Throughout life we witness how people have all sorts of strange habits, hang-ups and fascinations. In estate law there's plenty of unusual behavior that often leaves attorneys and family members scratching their heads. This "weird factor" can extend to an individual's wishes after death, as elaborated in the provisions of their will or trust. Here are eight strange (legally binding) requests left behind by the dearly departed:
Fredric Baur: Fredric Baur was a chemist and genius inventor - not only did he devise freeze-dried ice cream and various cooking oils, he was the man responsible for inventing the signature Pringles can. So highly did he value his creation that he stipulated in his will to be cremated and have his ashes buried in a Pringles container.

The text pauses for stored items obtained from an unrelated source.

PR #557, opened 2020-11-04
JuliaInterface: remove include(Base.find_package("GAP"))

### LINKED ISSUE #419: problem with `import` statements in files loaded via `JuliaIncludeFile`
Currently I run into the following problem.
I start GAP, load its JuliaInterface package, and then call `JuliaIncludeFile` for a file containing a Julia module.
If this Julia module tries to import GAP (which makes sense if the Julia code wants to call GAP functions) and also some other Julia module then strange things happen.

**Case 1**:
The included file is `testGP.jl` and looks as follows.
```
module testGP
import GAP; println( "after import GAP" )
import Primes; println( "after import Primes" )
end
```
The GAP session looks as follows.
```
gap> LoadPackage( "juliai", false );;
gap> Julia.Base.sqrt(5);                 # the interface works
<Julia: 2.23606797749979>
gap> JuliaIncludeFile( "testGP.jl" );    # including seems to work
after import GAP
after import Primes
gap> Julia.Base.sqrt(5);                 # but now the interface is broken
Error, MethodError: Cannot `convert` an object of type Main.ForeignGAP.MPtr to an obj\
ect of type Main.GAP.GapObj
[...]
```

No word on which flavor.
Leona Helmsley: Leona Helmsley earned notoriety as a wealthy heiress and dubious distinction as the "Queen of Mean." Instead of donating her considerable fortune to relatives or charity, she left $12 million to her Maltese dog, Trouble, in 2007. Later a judge would reduce that amount to $2 million, but Trouble was doubtless living large on Helmsley's riches for the remainder of his canine years.
Sandra West: Texas oil fortune heiress and Beverly Hills social scene fixture Sandra West passed away at the early age of 37, but her burial rites resembled something out of ancient Egypt. Dressed in her lace nightgown, West was placed in her light-blue 1964 Ferrari 330 America "with the seat slanted comfortably." You can't take it with you, though you might try. The classic roadster was then covered with cement to so as not to tempt any would-be car thieves.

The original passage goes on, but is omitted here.